INFORMATION SHOWN:
========================================================================

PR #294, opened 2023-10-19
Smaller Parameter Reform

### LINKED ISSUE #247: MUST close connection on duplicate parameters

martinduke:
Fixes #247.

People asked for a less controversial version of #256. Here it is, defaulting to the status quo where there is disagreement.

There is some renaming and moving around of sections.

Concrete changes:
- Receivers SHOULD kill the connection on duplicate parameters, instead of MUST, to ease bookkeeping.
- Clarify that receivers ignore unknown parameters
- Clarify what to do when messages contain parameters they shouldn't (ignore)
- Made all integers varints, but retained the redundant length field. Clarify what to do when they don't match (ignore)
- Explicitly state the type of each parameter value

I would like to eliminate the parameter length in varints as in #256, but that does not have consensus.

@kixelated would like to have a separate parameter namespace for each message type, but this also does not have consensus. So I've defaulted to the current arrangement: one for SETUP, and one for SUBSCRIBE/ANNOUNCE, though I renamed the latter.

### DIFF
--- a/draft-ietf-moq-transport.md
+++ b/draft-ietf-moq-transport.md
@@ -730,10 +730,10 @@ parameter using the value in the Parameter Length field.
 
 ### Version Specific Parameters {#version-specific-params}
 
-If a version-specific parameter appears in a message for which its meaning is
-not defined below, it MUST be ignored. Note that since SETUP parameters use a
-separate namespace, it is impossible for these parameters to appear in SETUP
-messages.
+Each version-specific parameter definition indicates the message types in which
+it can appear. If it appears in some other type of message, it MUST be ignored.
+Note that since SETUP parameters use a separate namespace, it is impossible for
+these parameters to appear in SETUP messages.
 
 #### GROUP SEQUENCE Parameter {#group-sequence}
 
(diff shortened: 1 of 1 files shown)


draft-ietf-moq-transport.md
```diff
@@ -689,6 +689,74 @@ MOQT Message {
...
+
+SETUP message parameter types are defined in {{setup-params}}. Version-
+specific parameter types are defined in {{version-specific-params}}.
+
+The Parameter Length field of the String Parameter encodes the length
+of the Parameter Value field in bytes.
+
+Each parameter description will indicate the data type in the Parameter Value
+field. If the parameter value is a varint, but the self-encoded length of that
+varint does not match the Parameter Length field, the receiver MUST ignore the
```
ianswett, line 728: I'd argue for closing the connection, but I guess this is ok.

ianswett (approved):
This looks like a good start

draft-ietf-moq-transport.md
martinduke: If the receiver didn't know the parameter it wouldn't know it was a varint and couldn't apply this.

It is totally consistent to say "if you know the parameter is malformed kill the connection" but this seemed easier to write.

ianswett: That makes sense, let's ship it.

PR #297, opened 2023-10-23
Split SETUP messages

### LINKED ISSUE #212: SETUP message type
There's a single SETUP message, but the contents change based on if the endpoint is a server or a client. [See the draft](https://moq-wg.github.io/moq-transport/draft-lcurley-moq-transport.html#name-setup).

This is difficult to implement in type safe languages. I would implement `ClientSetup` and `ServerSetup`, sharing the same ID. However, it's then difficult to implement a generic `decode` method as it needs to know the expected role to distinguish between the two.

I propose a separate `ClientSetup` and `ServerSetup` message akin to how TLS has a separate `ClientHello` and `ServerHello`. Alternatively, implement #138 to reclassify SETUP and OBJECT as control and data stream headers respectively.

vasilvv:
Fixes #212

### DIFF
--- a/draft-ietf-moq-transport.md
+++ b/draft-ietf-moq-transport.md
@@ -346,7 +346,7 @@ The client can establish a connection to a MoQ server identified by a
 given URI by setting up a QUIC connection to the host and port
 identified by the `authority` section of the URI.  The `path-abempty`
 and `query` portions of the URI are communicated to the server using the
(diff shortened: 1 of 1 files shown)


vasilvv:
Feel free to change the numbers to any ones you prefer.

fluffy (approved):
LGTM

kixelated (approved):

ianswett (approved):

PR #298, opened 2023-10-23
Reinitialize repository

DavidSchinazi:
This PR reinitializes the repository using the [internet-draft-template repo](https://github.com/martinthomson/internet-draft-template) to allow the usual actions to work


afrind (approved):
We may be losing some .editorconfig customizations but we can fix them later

========================================================================

WHAT THE TASK REQUIRES: Among the lines of the material, find those holding the word "messages" and return them.

EXERCISE OUTPUT:
- Clarify what to do when messages contain parameters they shouldn't (ignore)
-messages.
+these parameters to appear in SETUP messages.
Split SETUP messages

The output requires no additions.